» EXERCISE BRIEF:
Starting at the line that contains "permissions and limitations" in the listing below, write out every line word for word until you have written the line that contains "datetime import datetime".

» DATA IN THIS EXERCISE:
····················
PR #442, opened 2022-08-05
Add a generic data type converter to the `Cursor` object

amotl:
Hi there,

### Introduction
After converging #395 to #437, it became clear / emerged that we wanted to have the type conversion

- only being optionally enabled with a feature flag /cc @mfussenegger 
- being implemented more elegantly /cc @matriv 

This patch aims to resolve both aspects.

### Details
This will allow converting fetched data from CrateDB data types to Python data types in different ways. Its usage is completely optional. When not used, the feature will not incur any overhead.

There is also a `DefaultTypeConverter`, which aims to become a sane default choice when looking at this kind of convenience. It will enable the user to work with native Python data types from the start, for all database types where this makes sense, without needing to establish the required set of default value converters on their own.

If the `DefaultTypeConverter` does not fit the user's aims, it is easy to define custom type converters, possibly reusing specific ones from the library.

### Acknowledgements
The patch follows the implementation suggested by the [PyAthena](https://github.com/laughingman7743/PyAthena) driver very closely, see [PyAthena/converter.py](https://github.com/laughingman7743/PyAthena/blob/master/pyathena/converter.py). Thank you!

### Synopsis
```python
>>> cursor = connection.cursor(converter=Cursor.get_default_converter())
>>> cursor.execute(stmt)
>>> cursor.fetchone()
['foo', IPv4Address('10.10.10.1'), datetime.datetime(2022, 7, 18, 18, 10, 36, 758000)]
```

### Thoughts
In the form of an early review, please let me know if you endorse this approach and which adjustments you would like to see. 

Personally, I would add more test cases to `test_cursor.py`, in order to exercise the machinery in more detail and to increase code coverage, and probably make the functionality more present in the documentation.

Also, as @mfussenegger mentioned at https://github.com/crate/crate-python/pull/437/files#r930822457, it might make sense to also add the important aspect of converting elements within `ARRAY` types to this patch already.

With kind regards,
Andreas.

---

### Backlog
- [x] Make the functionality more present in the documentation. See 1acc44e1.
- [x] Setting the timezone for datetime objects. See #445. /cc @mfussenegger
- [ ] Decide if the type converter for the `BIT` data type should be included into the `DefaultTypeConverter`.
  https://github.com/crate/crate-python/blob/33ecbf36a3b50606f5138ce9dcee6b00b81996c0/src/crate/client/doctests/cursor.txt#L347

### DIFF
--- a/src/crate/client/connection.py
+++ b/src/crate/client/connection.py
@@ -46,6 +46,7 @@ class Connection(object):
                  socket_tcp_keepidle=None,
                  socket_tcp_keepintvl=None,
                  socket_tcp_keepcnt=None,
+                 converter=None,
                  ):
         """
         :param servers:
@@ -99,7 +100,13 @@ class Connection(object):
             Set the ``TCP_KEEPCNT`` socket option, which overrides
             ``net.ipv4.tcp_keepalive_probes`` kernel setting if ``socket_keepalive``
             is ``True``.
+        :param converter:
+            (optional, defaults to ``None``)
+            A `Converter` object to propagate to newly created `Cursor` objects.
         """
+
+        self._converter = converter
+
         if client:
             self.client = client
         else:
@@ -123,12 +130,16 @@ class Connection(object):
         self.lowest_server_version = self._lowest_server_version()
         self._closed = False
 
-    def cursor(self):
+    def cursor(self, **kwargs) -> Cursor:
         """
         Return a new Cursor Object using the connection.
         """
+        converter = kwargs.pop("converter", self._converter)
         if not self._closed:
-            return Cursor(self)
+            return Cursor(
+                connection=self,
+                converter=converter,
+            )
         else:
             raise ProgrammingError("Connection closed")
 
--- a/src/crate/client/converter.py
+++ b/src/crate/client/converter.py
@@ -1,0 +1,135 @@
+# -*- coding: utf-8; -*-
+#
+# Licensed to CRATE Technology GmbH ("Crate") under one or more contributor
+# license agreements.  See the NOTICE file distributed with this work for
+# additional information regarding copyright ownership.  Crate licenses
+# this file to you under the Apache License, Version 2.0 (the "License");
+# you may not use this file except in compliance with the License.  You may
+# obtain a copy of the License at
+#
+#   http://www.apache.org/licenses/LICENSE-2.0
+#
+# Unless required by applicable law or agreed to in writing, software
+# distributed under the License is distributed on an "AS IS" BASIS, WITHOUT
+# WARRANTIES OR CONDITIONS OF ANY KIND, either express or implied.  See the
+# License for the specific language governing permissions and limitations
+# under the License.
+#
+# However, if you have executed another commercial license agreement
+# with Crate these terms will supersede the license and you may use the
+# software solely pursuant to the terms of the relevant commercial agreement.
+"""
+Machinery for converting CrateDB database types to native Python data types.
+
+https://crate.io/docs/crate/reference/en/latest/interfaces/http.html#column-types
+"""
+import ipaddress
+from copy import deepcopy
+from datetime import datetime
+from enum import Enum
+from typing import Any, Callable, Dict, List, Optional, Union
+
+ConverterFunction = Callable[[Optional[Any]], Optional[Any]]
+ColTypesDefinition = Union[int, List[Union[int, "ColTypesDefinition"]]]
+
+
+def _to_ipaddress(value: Optional[str]) -> Optional[Union[ipaddress.IPv4Address, ipaddress.IPv6Address]]:
+    """
+    https://docs.python.org/3/library/ipaddress.html
+    """
+    if value is None:
+        return None
+    return ipaddress.ip_address(value)
+
+
+def _to_datetime(value: Optional[float]) -> Optional[datetime]:
+    """
+    https://docs.python.org/3/library/datetime.html
+    """
+    if value is None:
+        return None
+    return datetime.utcfromtimestamp(value / 1e3)
+
+
+def _to_default(value: Optional[Any]) -> Optional[Any]:
+    return value
+
+
+# Symbolic aliases for the numeric data type identifiers defined by the CrateDB HTTP interface.
+# https://crate.io/docs/crate/reference/en/latest/interfaces/http.html#column-types
+class DataType(Enum):
+    NULL = 0
+    NOT_SUPPORTED = 1
+    CHAR = 2
+    BOOLEAN = 3
+    TEXT = 4
+    IP = 5
+    DOUBLE = 6
+    REAL = 7
+    SMALLINT = 8
+    INTEGER = 9
+    BIGINT = 10
+    TIMESTAMP_WITH_TZ = 11
+    OBJECT = 12
+    GEOPOINT = 13
+    GEOSHAPE = 14
+    TIMESTAMP_WITHOUT_TZ = 15
+    UNCHECKED_OBJECT = 16
+    REGPROC = 19
+    TIME = 20
+    OIDVECTOR = 21
+    NUMERIC = 22
+    REGCLASS = 23
+    DATE = 24
+    BIT = 25
+    JSON = 26
+    CHARACTER = 27
+    ARRAY = 100
+
+
+ConverterMapping = Dict[DataType, ConverterFunction]
+
+
+# Map data type identifier to converter function.
+_DEFAULT_CONVERTERS: ConverterMapping = {
+    DataType.IP: _to_ipaddress,
+    DataType.TIMESTAMP_WITH_TZ: _to_datetime,
+    DataType.TIMESTAMP_WITHOUT_TZ: _to_datetime,
+}
+
+
+class Converter:
+    def __init__(
+        self,
+        mappings: Optional[ConverterMapping] = None,
+        default: ConverterFunction = _to_default,
+    ) -> None:
+        self._mappings = mappings or {}
+        self._default = default
+
+    def get(self, type_: ColTypesDefinition) -> ConverterFunction:
+        if isinstance(type_, int):
+            return self._mappings.get(DataType(type_), self._default)
+        type_, inner_type = type_
+        if DataType(type_) is not DataType.ARRAY:
+            raise ValueError(f"Data type {type_} is not implemented as collection type")
+
+        inner_convert = self.get(inner_type)
+
+        def convert(value: Any) -> Optional[List[Any]]:
+            if value is None:
+                return None
+            return [inner_convert(x) for x in value]
+
+        return convert
+
+
+class DefaultTypeConverter(Converter):
+    def __init__(self, more_mappings: Optional[ConverterMapping] = None) -> None:
+        mappings: ConverterMapping = {}
+        mappings.update(deepcopy(_DEFAULT_CONVERTERS))
+        if more_mappings:
+            mappings.update(deepcopy(more_mappings))
+        super().__init__(
+            mappings=mappings, default=_to_default
+        )
--- a/src/crate/client/cursor.py
+++ b/src/crate/client/cursor.py
@@ -19,8 +19,10 @@
 # with Crate these terms will supersede the license and you may use the
 # software solely pursuant to the terms of the relevant commercial agreement.
 
-from .exceptions import ProgrammingError
 import warnings
+
+from .converter import Converter
+from .exceptions import ProgrammingError
 
 
 class Cursor(object):
@@ -30,9 +32,10 @@ class Cursor(object):
     """
     lastrowid = None  # currently not supported
 
-    def __init__(self, connection):
+    def __init__(self, connection, converter: Converter):
         self.arraysize = 1
         self.connection = connection
+        self._converter = converter
         self._closed = False
         self._result = None
         self.rows = None
@@ -50,7 +53,10 @@ class Cursor(object):
         self._result = self.connection.client.sql(sql, parameters,
                                                   bulk_parameters)
         if "rows" in self._result:
-            self.rows = iter(self._result["rows"])
+            if self._converter is None:
+                self.rows = iter(self._result["rows"])
+            else:
+                self.rows = iter(self._convert_rows())
 
     def executemany(self, sql, seq_of_parameters):
         """
@@ -73,9 +79,13 @@ class Cursor(object):
             "duration": sum(durations) if durations else -1,
             "rows": [],
             "cols": self._result.get("cols", []),
+            "col_types": self._result.get("col_types", []),
             "results": self._result.get("results")
         }
-        self.rows = iter(self._result["rows"])
+        if self._converter is None:
+            self.rows = iter(self._result["rows"])
+        else:
+            self.rows = iter(self._convert_rows())
         return self._result["results"]
 
     def fetchone(self):
@@ -210,3 +220,24 @@ class Cursor(object):
                 "duration" not in self._result:
             return -1
         return self._result.get("duration", 0)
+
+    def _convert_rows(self):
+        """
+        Iterate rows, apply type converters, and generate converted rows.
+        """
+        assert "col_types" in self._result and self._result["col_types"], \
+               "Unable to apply type conversion without `col_types` information"
+
+        # Resolve `col_types` definition to converter functions. Running the lookup
+        # redundantly on each row loop iteration would be a huge performance hog.
+        types = self._result["col_types"]
+        converters = [
+            self._converter.get(type) for type in types
+        ]
+
+        # Process result rows with conversion.
+        for row in self._result["rows"]:
+            yield [
+                convert(value)
+                for convert, value in zip(converters, row)
+            ]
--- a/src/crate/client/doctests/cursor.txt
+++ b/src/crate/client/doctests/cursor.txt
@@ -2,9 +2,18 @@
 Cursor
 ======
 
+
+Setup
+=====
+
+This section sets up a cursor object, inspects some of its attributes, and sets
+up the response for subsequent cursor operations.
+
 ::
 
     >>> from crate.client import connect
+    >>> from crate.client.converter import DefaultTypeConverter
+    >>> from crate.client.cursor import Cursor
 
     >>> connection = connect(client=connection_client_mocked)
     >>> cursor = connection.cursor()
@@ -81,7 +90,7 @@ If the specified number of rows not being available, fewer rows may returned::
 
     >>> cursor.execute('')
 
-If no number of rows are specified it defaults to the current cursor.arraysize::
+If no number of rows are specified it defaults to the current ``cursor.arraysize``::
 
     >>> cursor.arraysize
     1
@@ -179,7 +188,7 @@ The attribute is -1 in case the cursor has been closed::
     >>> cursor.rowcount
     -1
 
-If the last respsonse doesn't contain the rowcount attribute -1 is returned::
+If the last response does not contain the rowcount attribute, ``-1`` is returned::
 
     >>> cursor = connection.cursor()
     >>> connection.client.set_next_response({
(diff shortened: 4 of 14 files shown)


src/crate/client/cursor.py
```diff
@@ -210,3 +218,23 @@ def duration(self):
...
+        Iterate rows, apply type converters, and generate converted rows.
+        """
+        assert "col_types" in self._result, \
+            "Unable to apply type conversion without `col_types` information"
+        type_id_list = self._result["col_types"]
+        for row in self._result["rows"]:
+            yield [
+                self._converter.convert(type_id, value)
+                for type_id, value in zip(type_id_list, row)
+            ]
```
amotl, line 233: Hi @matriv,

at https://github.com/crate/crate-python/pull/437#discussion_r924614148, you asked:

> Can we do [this] more elegant?

Maybe this implementation fits your eyes better.

With kind regards,
Andreas.

src/crate/client/doctests/cursor.txt
```diff
@@ -296,6 +304,69 @@ closed connection an ``ProgrammingError`` exception will be raised::
...
+
+CrateDB's ``BIT`` data type has the numeric identifier ``25``. To create a
+simple converter for converging CrateDB's ``BIT`` type to Python's ``int``
+type::
+
+    >>> from crate.client.converter import Converter
+
+    >>> converter = Converter()
+    >>> converter.set(25, lambda value: int(value[2:-1], 2))
+    >>> cursor = connection.cursor(converter=converter)
```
····················
» OUTPUT BELOW:
+# License for the specific language governing permissions and limitations
+# under the License.
+#
+# However, if you have executed another commercial license agreement
+# with Crate these terms will supersede the license and you may use the
+# software solely pursuant to the terms of the relevant commercial agreement.
+"""
+Machinery for converting CrateDB database types to native Python data types.
+
+https://crate.io/docs/crate/reference/en/latest/interfaces/http.html#column-types
+"""
+import ipaddress
+from copy import deepcopy
+from datetime import datetime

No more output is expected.